▶ _What you need to do_:
Across the whole listing, how many lines hold the word "they"? Reply with the number by itself.

[Given records — start]

Issue #1375, opened 2021-03-09
🚀 Enable gradient pass through all biquad filter function


yoyololicon:
## 🚀 Feature

I propose make all `*_biquad` filter function become differentiable respect to their parameters (`Q`, `gain`, `central_freq`... etc.)

## Motivation

Recently there is a trend on using differentiable IIR filters to learn frequency responses efficiently. 
In the last year DAFX2020 already about 3 papers described similar idea. Some are produced by well known companies (Native Instruments, iZotope). Some also released their [source code](https://github.com/boris-kuz/differentiable_iir_filters), but to enable automatic differentiation, they use an RNN-like, for-loop structure, which is relatively slow and memory inefficient. 
Because our implementation of IIR (the `lfilter`) use in-place operation, it opens up possibilities to offer fast and accurate differentiable IIR filters.

## Pitch

Change parameters (like `gain`, `Q`, `central_freq`) type hint from `float` to `Union[float, Tensor]`, and replace those `math.*` function to corressponding `torch.*` one.

## Additional context

For references:

- Differentiable IIR Filters for Machine Learning Applications
Boris Kuznetsov; Julian Parker; Fabian Esqueda
- Optimization of Cascaded Parametric Peak and Shelving Filters With Backpropagation Algorithm
Purbaditya Bhattacharya; Patrick Nowak; Udo Zölzer
- Neural Parametric Equalizer Matching Using Differentiable Biquads
Shahan Nercessian

mthrok:
Hi @yoyololicon 

Thanks for the proposal. We are also interested in differential DSP (like in (magenta)[https://magenta.tensorflow.org/ddsp]), but we did not get to work on it due to the lack of the engineering resource. I second your proposal, it sounds like a natural extension of the current `lfilter` update, it does not sound like involve BC-breaking change.

We will be needing tests for ensuring the autograd support for these filters, and we, torchaudio library, are new to the nature of autograd by ourselves so there might be some things that we need to sort out and make an official stance (like the standard for numerical precision mentioned in #1310, which is new for us and ideally we want to establish a good guideline for the tolerance.)

What do you think @cpuhrsch ?

cpuhrsch:
This sounds great! I'm all for this.

yoyololicon:
@cpuhrsch @mthrok 
I was prototyping the feature, and found that torch jit doesn't support union type like `Union[float, Tensor]`, leading to fail on torch script consistency tests.
[...]

PR #1400, opened 2021-03-19
add autograd to biquad filters

yoyololicon:
implement feature requested in #1375 

Affected functions:

- `biquad`
- `band_biquad`
- `bass_biquad`
- `allpass_biquad`
- `highpass_biquad`
- `lowpass_biquad`
- `bandpass_biquad`
- `bandreject_biquad`
- `equalizer_biquad`


torchaudio/functional/filtering.py
```diff
@@ -83,14 +89,20 @@ def allpass_biquad(
         http://sox.sourceforge.net/sox.html
         https://www.w3.org/2011/audio/audio-eq-cookbook.html#APF
     """
+    dtype = waveform.dtype
+    device = waveform.device
+    central_freq = _float2Tensor(central_freq, dtype, device).squeeze()
+    Q = _float2Tensor(Q, dtype, device).squeeze()
```
cpuhrsch, line 95: Why the call to squeeze here each time?

yoyololicon: To make sure that arguments pass to `biquad` in return statement are scalar tensors, so it can be jittable.
But I found that it's not necessary, cuz if user pass unit length tensor (like `torch.Tensor([1.])`) as input and use `torch.jit.script`, it will throw error in the first place before calling `biquad`.
I will remove these lines.

torchaudio/functional/filtering.py
```diff
@@ -11,6 +11,12 @@ def _dB2Linear(x: float) -> float:
     return math.exp(x * math.log(10) / 20.0)
 
 
+def _float2Tensor(x: float, dtype: torch.dtype, device: torch.device):
+    if not isinstance(x, Tensor):
```
cpuhrsch, line 15: nit: use [torch.is_tensor](https://pytorch.org/docs/master/generated/torch.is_tensor.html#torch.is_tensor).

torchaudio/functional/filtering.py
```diff
@@ -11,6 +11,12 @@ def _dB2Linear(x: float) -> float:
     return math.exp(x * math.log(10) / 20.0)
 
 
+def _float2Tensor(x: float, dtype: torch.dtype, device: torch.device):
```
cpuhrsch, line 14: This is very similar to [torch.as_tensor](https://pytorch.org/docs/master/generated/torch.as_tensor.html#torch.as_tensor). For example

```
>>> t = torch.as_tensor(4, dtype=torch.float)
>>> t
tensor(4.)
>>> t.dtype
torch.float32
```

torchaudio/functional/filtering.py
```diff
@@ -269,10 +302,17 @@ def biquad(
...
+    b2 = _float2Tensor(b2, dtype, device).view(1)
+    a0 = _float2Tensor(a0, dtype, device).view(1)
+    a1 = _float2Tensor(a1, dtype, device).view(1)
+    a2 = _float2Tensor(a2, dtype, device).view(1)
+
     output_waveform = lfilter(
         waveform,
-        torch.tensor([a0, a1, a2], dtype=dtype, device=device),
-        torch.tensor([b0, b1, b2], dtype=dtype, device=device),
+        torch.cat([a0, a1, a2]),
```
cpuhrsch, line 314: Here you could also use [torch.as_tensor](https://pytorch.org/docs/master/generated/torch.as_tensor.html#torch.as_tensor) and construct the array right away.
```
>>> torch.as_tensor([4, torch.tensor(2), 3], dtype=torch.float)
tensor([4., 2., 3.])
```

yoyololicon: Have tried this approach but it didn't pass `gradcheck` so roll back to use concatenate.

cpuhrsch (approved):
Looks fine to me! @mthrok can you take another final look?

mthrok (approved):
The change looks good and this is a very cool change. Thanks @yoyololicon 

Couple of thoughts (for follow-up)
1. Should we mention the support of autograd in documentation for the functions that are tested?
2. Can we introduce a helper method for `Autograd` test that handles `dtype`, `device` and `requires_grad` property, so that each test method looks simpler. Example -> https://github.com/pytorch/audio/blob/e4a0bd2ceb6c80ec90194ce519bbd9589926034b/test/torchaudio_unittest/transforms/autograd_test_impl.py
3. What about the second order gradient? i.e. `gradgradcheck`

yoyololicon:
> 2. Can we introduce a helper method for `Autograd` test that handles `dtype`, `device` and `requires_grad` property, so that each test method looks simpler. Example -> https://github.com/pytorch/audio/blob/e4a0bd2ceb6c80ec90194ce519bbd9589926034b/test/torchaudio_unittest/transforms/autograd_test_impl.py

Looks good, will work on it later if I have time.

> 3. What about the second order gradient? i.e. `gradgradcheck`

Current implementation can't support higher order derivative (still use inplace operation internally).
I'm not sure whether there is a need for it, personally a first order derivative is sufficient.

PR #1401, opened 2021-03-19
Fix broken list of checks

dmpolukhin:
Summary: Extra spaces broke list of checks.

Differential Revision: D27125520


.clang-tidy
```diff
@@ -1,32 +1,35 @@
 ---
-# NOTE there must be no spaces before the '-', so put the comma first.
+# NOTE there must be no spaces before the '-' and check name.
+# If you edit this listplease virify list of enabled check with
```
vincentqb, line 3:
```suggestion
# If you edit this list, please verify list of enabled check with
```

.clang-tidy
```diff
@@ -1,32 +1,35 @@
...
+#   clang-tidy --list-checks
```
vincentqb, line 4: To enforce this, we should add this check to CircleCI [here](https://github.com/pytorch/audio/tree/master/.circleci/unittest/linux/scripts)

mthrok:
D27354634 has been landed in fbcode. @parmeet verified that this PR contains the same diff. I am landing this for the sake of syncing GitHub and fbcode.

Issue #1269, opened 2021-02-15
RFC: The future of Kaldi compliance module


mthrok:
# Request For Comment: The future of Kaldi-compatible features

## Problems
`torchaudio.compliance.kaldi` implements functionalities that tries to reproduce Kaldi's feature extractions, and this module has many issues, and causing headache for maintainers.
1. Inconsistent design
While the rest of the `torchaudio` library is standardized to work with floating-point Tensor with value range `[-1.0, 1.0]`, the ported Kaldi implementations are not necessarily following this ([example](https://github.com/pytorch/audio/issues/371#issuecomment-625613872))
2. Does not support batch dimension well. #675 #1245
3. `compliance` is not the right name https://github.com/pytorch/audio/issues/281
4. While it's called `compliance`, it does not match with the result of Kaldi's CLI
I think the natural expectation that users get from the `compliance.kaldi` is that you can get a result that matches Kaldi, (and possibly in an easy manner)
#332, #328, #400, 
5. It's slow #908 #1057
The code translated verbatim from the original Kaldi's C++ code typically is slower than the original implementation. (100x is not uncommon) To overcome this the code has to be changed to adopt PyTorch-style operation. (Kaldi does par element access very efficiently, which incurs a lot of overhead for PyTorch framework) This incurs huge maintenance overhead, 1 for implementing our custom code and 2 for catching up with upstream Kaldi.

## Possible solutions

Before going into the detail of possible solutions, I note that removing Kaldi compatibility features from `torchaudio` was also mentioned as a possibility. It was not included in the original plan of `torchaudio`. I am not familiar on this matter and I am not advocating this but keeping it as a possibility.

The following describes some partial solutions and considerations I have put so far.

### Module location.

For problems like 1 (inconsistent design) and 3 (naming), we can add a new interface to `torchaudio.functional`.

We have some Kaldi-compatible functions in `torchaudio.functional` module, such as [sliding_window_cmn]( https://github.com/pytorch/audio/blob/d58ac213db1e361342b9b704b125b83214a7dcbb/torchaudio/functional/functional.py#L877-L883) and [compute_kaldi_pitch](https://github.com/pytorch/audio/blob/d58ac213db1e361342b9b704b125b83214a7dcbb/torchaudio/functional/functional.py#L1049-L1069). They are placed under `torchaudio.functional` because they are confirmed to work on floating-point Tensors and their behaviors are consistent with other feature implementations.

[...]

Issue #853, opened 2020-08-04
Move computation code from kaldi implementation into functional


vincentqb:
Functions in `torchaudio.compliance.kaldi` should only provide a kaldi-compatible interface to `torchaudio.functional`.

- [ ] [resample waveform](https://github.com/pytorch/audio/blob/master/torchaudio/compliance/kaldi.py#L892)

Suggestion on approaching other functions in `torchaudio.compliance.kaldi`?

PR #1402, opened 2021-03-19
Move resample to functional and add librosa comparison

carolineechen:
- add `resample` to `torchaudio.functional`, copied over from kaldi compliance `resample_waveform`
- adds batching to kaldi compliance interface `resample_waveform`, which now wraps `functional.resample`
- add test to compare torchaudio resample against `librosa.resample`

### DIFF
--- a/test/torchaudio_unittest/compliance_kaldi_test.py
+++ b/test/torchaudio_unittest/compliance_kaldi_test.py
@@ -3,7 +3,6 @@ import math
 
 import torch
 import torchaudio
-import torchaudio.functional as F
 import torchaudio.compliance.kaldi as kaldi
 
 from torchaudio_unittest import common_utils
@@ -179,21 +178,21 @@ class Test_Kaldi(common_utils.TempDirMixin, common_utils.TorchaudioTestCase):
 
     def test_resample_waveform(self):
         def get_output_fn(sound, args):
-            output = F.resample(sound.to(torch.float32), args[1], args[2])
+            output = kaldi.resample_waveform(sound.to(torch.float32), args[1], args[2])
             return output
 
         self._compliance_test_helper(self.test2_filepath, 'resample', 32, 3, get_output_fn, atol=1e-2, rtol=1e-5)
 
     def test_resample_waveform_upsample_size(self):
-        upsample_sound = F.resample(self.test1_signal, self.test1_signal_sr, self.test1_signal_sr * 2)
+        upsample_sound = kaldi.resample_waveform(self.test1_signal, self.test1_signal_sr, self.test1_signal_sr * 2)
         self.assertTrue(upsample_sound.size(-1) == self.test1_signal.size(-1) * 2)
 
     def test_resample_waveform_downsample_size(self):
-        downsample_sound = F.resample(self.test1_signal, self.test1_signal_sr, self.test1_signal_sr // 2)
+        downsample_sound = kaldi.resample_waveform(self.test1_signal, self.test1_signal_sr, self.test1_signal_sr // 2)
         self.assertTrue(downsample_sound.size(-1) == self.test1_signal.size(-1) // 2)
 
     def test_resample_waveform_identity_size(self):
-        downsample_sound = F.resample(self.test1_signal, self.test1_signal_sr, self.test1_signal_sr)
+        downsample_sound = kaldi.resample_waveform(self.test1_signal, self.test1_signal_sr, self.test1_signal_sr)
         self.assertTrue(downsample_sound.size(-1) == self.test1_signal.size(-1))
 
     def _test_resample_waveform_accuracy(self, up_scale_factor=None, down_scale_factor=None,
@@ -213,7 +212,7 @@ class Test_Kaldi(common_utils.TempDirMixin, common_utils.TorchaudioTestCase):
         original_timestamps = torch.arange(0, duration, 1.0 / sample_rate)
 
         sound = 123 * torch.cos(2 * math.pi * 3 * original_timestamps).unsqueeze(0)
-        estimate = F.resample(sound, sample_rate, new_sample_rate).squeeze()
+        estimate = kaldi.resample_waveform(sound, sample_rate, new_sample_rate).squeeze()
 
         new_timestamps = torch.arange(0, duration, 1.0 / new_sample_rate)[:estimate.size(0)]
         ground_truth = 123 * torch.cos(2 * math.pi * 3 * new_timestamps)
@@ -240,11 +239,11 @@ class Test_Kaldi(common_utils.TempDirMixin, common_utils.TorchaudioTestCase):
         for i in range(num_channels):
             multi_sound[i, :] *= (i + 1) * 1.5
 
-        multi_sound_sampled = F.resample(multi_sound, self.test1_signal_sr, self.test1_signal_sr // 2)
+        multi_sound_sampled = kaldi.resample_waveform(multi_sound, self.test1_signal_sr, self.test1_signal_sr // 2)
 
         # check that sampling is same whether using separately or in a tensor of size (c, n)
         for i in range(num_channels):
             single_channel = self.test1_signal * (i + 1) * 1.5
-            single_channel_sampled = F.resample(single_channel, self.test1_signal_sr,
-                                                self.test1_signal_sr // 2)
+            single_channel_sampled = kaldi.resample_waveform(single_channel, self.test1_signal_sr,
+                                                             self.test1_signal_sr // 2)
             self.assertEqual(multi_sound_sampled[i, :], single_channel_sampled[0], rtol=1e-4, atol=1e-7)
--- a/test/torchaudio_unittest/compliance_kaldi_test.py
+++ b/test/torchaudio_unittest/compliance_kaldi_test.py
@@ -3,6 +3,7 @@ import math
 
 import torch
 import torchaudio
+import torchaudio.functional as F
 import torchaudio.compliance.kaldi as kaldi
 
 from torchaudio_unittest import common_utils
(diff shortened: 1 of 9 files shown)


test/torchaudio_unittest/functional/librosa_compatibility_test.py
```diff
@@ -109,6 +109,25 @@ def test_amplitude_to_DB(self):
...
+        waveform, sample_rate = common_utils.load_wav(input_path)
+
+        upsample_rate = sample_rate * 2
+        downsample_rate = sample_rate // 2
+
+        ta_upsampled = F.resample(waveform, sample_rate, upsample_rate)
+        lr_upsampled = librosa.resample(waveform.squeeze(0).numpy(), sample_rate, upsample_rate)
+        lr_upsampled = torch.from_numpy(lr_upsampled).unsqueeze(0)
+
+        self.assertEqual(ta_upsampled, lr_upsampled, atol=1e-4, rtol=1e-5)
```
carolineechen, line 123: @vincentqb @cpuhrsch what's an acceptable margin of error for this comparison? using these values gives an assertion error ` Tensors failed to compare as equal!With rtol=1e-05 and atol=0.0001, found 28142 element(s) (out of 128000) whose difference(s) exceeded the margin of error (including 0 nan comparisons). The greatest difference was 0.006743520498275757 (0.23187145590782166 vs. 0.2386149764060974), which occurred at index (0, 127992).`

vincentqb: You can look at the [kaldi compliance](https://github.com/pytorch/audio/blob/master/test/torchaudio_unittest/compliance_kaldi_test.py#L198) as guidance. As you can see, the tolerances are fairly high there too.

Since we are not changing the algorithm as part of this PR, these new tests are informational, and we take the threshold that makes them pass (after we make sure that we match the correct parameters of course). The threshold therefore becomes new signal/information that we learned from this exercise.

IMHO, based on the numbers you gave, assuming we use the correct corresponding parameters for each resampling functions, I'd say `atol=1e-2` which is also used [here](https://github.com/pytorch/audio/blob/master/test/torchaudio_unittest/compliance_kaldi_test.py#L184).

torchaudio/compliance/kaldi.py
```diff
@@ -751,96 +749,3 @@ def mfcc(
...
-        window = torch.cos(t / lowpass_filter_width / 2)**2
-        kernel = torch.where(t == 0, torch.tensor(1.).to(t), torch.sin(t) / t)
-        kernel.mul_(window)
-        kernels.append(kernel)
-
-    scale = base_freq / orig_freq
-    return torch.stack(kernels).view(new_freq, 1, -1).mul_(scale), width
-
-
-def resample_waveform(waveform: Tensor,
```
vincentqb, line 806: This is breaking backward compatibility by removing the kaldi compliance implementation. If we do this, we should do this in two steps across two releases: the first adds a warning that this function will be removed (and what to use in its place), and the second finally removing this function.

That being said, the idea of the compliance interface was to provide a simple way of migrating to torchaudio. If this interface still fulfills this goal, then we should just keep this function around -- or otherwise thing of removing it #1269.

Another option is to keep the `resample_waveform` function here, and make it call the new functional, see #853. The latter doesn't affect the users, and the existing test will also be validating the new version. Let's start with that. (The only difference for this function is that it will now also support batching.)

test/torchaudio_unittest/compliance_kaldi_test.py
```diff
@@ -178,21 +179,21 @@ def test_mfcc_empty(self):
 
     def test_resample_waveform(self):
         def get_output_fn(sound, args):
-            output = kaldi.resample_waveform(sound.to(torch.float32), args[1], args[2])
```
vincentqb, line 181: as per comment below, let's not yet change the existing tests

vincentqb (commented):
Great, thanks! I'm glad to see this happening :)

torchaudio/compliance/kaldi.py
```diff
@@ -751,96 +749,3 @@ def mfcc(
...
-                      new_freq: float,
-                      lowpass_filter_width: int = 6) -> Tensor:
-    r"""Resamples the waveform at the new frequency. This matches Kaldi's OfflineFeatureTpl ResampleWaveform
-    which uses a LinearResample (resample a signal at linearly spaced intervals to upsample/downsample
-    a signal). LinearResample (LR) means that the output signal is at linearly spaced intervals (i.e
-    the output signal has a frequency of ``new_freq``). It uses sinc/bandlimited interpolation to
-    upsample/downsample the signal.
-
-    https://ccrma.stanford.edu/~jos/resample/Theory_Ideal_Bandlimited_Interpolation.html
-    https://github.com/kaldi-asr/kaldi/blob/master/src/feat/resample.h#L56
```
vincentqb, line 817: let's change the docstring to reference the functional: concretely, 
```
Resamples the waveform at the new frequency.

This is a wrapper around torchaudio.functional.resample.
```

torchaudio/compliance/kaldi.py
```diff
@@ -753,68 +752,13 @@ def mfcc(
...
-    r"""Resamples the waveform at the new frequency. This matches Kaldi's OfflineFeatureTpl ResampleWaveform
-    which uses a LinearResample (resample a signal at linearly spaced intervals to upsample/downsample
-    a signal). LinearResample (LR) means that the output signal is at linearly spaced intervals (i.e
-    the output signal has a frequency of ``new_freq``). It uses sinc/bandlimited interpolation to
-    upsample/downsample the signal.
+    r"""Resamples the waveform at the new frequency.
 
-    https://ccrma.stanford.edu/~jos/resample/Theory_Ideal_Bandlimited_Interpolation.html
-    https://github.com/kaldi-asr/kaldi/blob/master/src/feat/resample.h#L56
+    This is a wrapper around torchaudio.functional.resample
```
vincentqb, line 761: nit: let's add some formatting:
```suggestion
    This is a wrapper around ``torchaudio.functional.resample``.
```

test/torchaudio_unittest/functional/librosa_compatibility_test.py
```diff
@@ -109,6 +109,25 @@ def test_amplitude_to_DB(self):
...
+        downsample_rate = sample_rate // 2
+
+        ta_upsampled = F.resample(waveform, sample_rate, upsample_rate)
+        lr_upsampled = librosa.resample(waveform.squeeze(0).numpy(), sample_rate, upsample_rate)
+        lr_upsampled = torch.from_numpy(lr_upsampled).unsqueeze(0)
+
+        self.assertEqual(ta_upsampled, lr_upsampled, atol=1e-2, rtol=1e-5)
+
+        ta_downsampled = F.resample(waveform, sample_rate, downsample_rate)
+        lr_downsampled = librosa.resample(waveform.squeeze(0).numpy(), sample_rate, downsample_rate)
```
vincentqb, line 126: question for future work: why is `squeeze` needed before passing to librosa?

torchaudio/transforms.py
```diff
@@ -649,17 +648,7 @@ def forward(self, waveform: Tensor) -> Tensor:
             Tensor: Output signal of dimension (..., time).
         """
         if self.resampling_method == 'sinc_interpolation':
```
vincentqb, line 650: note: we'll leave the discussion around migrating the `resampling_method` parameter to a follow-up PR

torchaudio/compliance/kaldi.py
```diff
@@ -826,21 +770,4 @@ def resample_waveform(waveform: Tensor,
     Returns:
         Tensor: The waveform at the new frequency
     """
-    assert waveform.dim() == 2
```
vincentqb, line 829: This PR is also adding batching to kaldi compliance interface. Please add that note in the description of the PR so we know this feature has been added as part of this PR.

torchaudio/compliance/kaldi.py
```diff
@@ -753,68 +752,13 @@ def mfcc(
...
-    the output signal has a frequency of ``new_freq``). It uses sinc/bandlimited interpolation to
-    upsample/downsample the signal.
+    r"""Resamples the waveform at the new frequency.
 
-    https://ccrma.stanford.edu/~jos/resample/Theory_Ideal_Bandlimited_Interpolation.html
-    https://github.com/kaldi-asr/kaldi/blob/master/src/feat/resample.h#L56
+    This is a wrapper around ``torchaudio.functional.resample``.
 
     Args:
         waveform (Tensor): The input signal of size (c, n)
```
vincentqb, line 764: nit: (c, n) --> (..., time) as below
```suggestion
        waveform (Tensor): The input signal of size (..., time)
```

vincentqb (approved):
Alrighty, LGTM overall :)

torchaudio/compliance/kaldi.py
carolineechen: good catch 👍

test/torchaudio_unittest/functional/librosa_compatibility_test.py
vincentqb: have you looked into this @carolineechen ?

carolineechen: `waveform` has dimensions `(1, n)`, but [librosa.resample](https://librosa.org/doc/main/generated/librosa.resample.html) requires it to be of shape `(n,)` or `(2, n)`

test/torchaudio_unittest/functional/librosa_compatibility_test.py
carolineechen: I had only tried the librosa default values for this test, but yup, I can look into the other parameters

PR #1405, opened 2021-03-22
Fix checksum for the YESNO dataset

danieleds:
The length of the checksum for the YESNO dataset is inconsistent with the specified algorithm (MD5) and its value does not correspond to the other supported algorithm (sha256).

This PR updates the hash to the correct sha256 value.


mthrok:
Hi @danieleds 

Thanks for making the PR.

@carolineechen Could you take a look at this?

carolineechen (approved):
Looks good, thanks!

[Given records — finish]

▶ _Answer below_:
2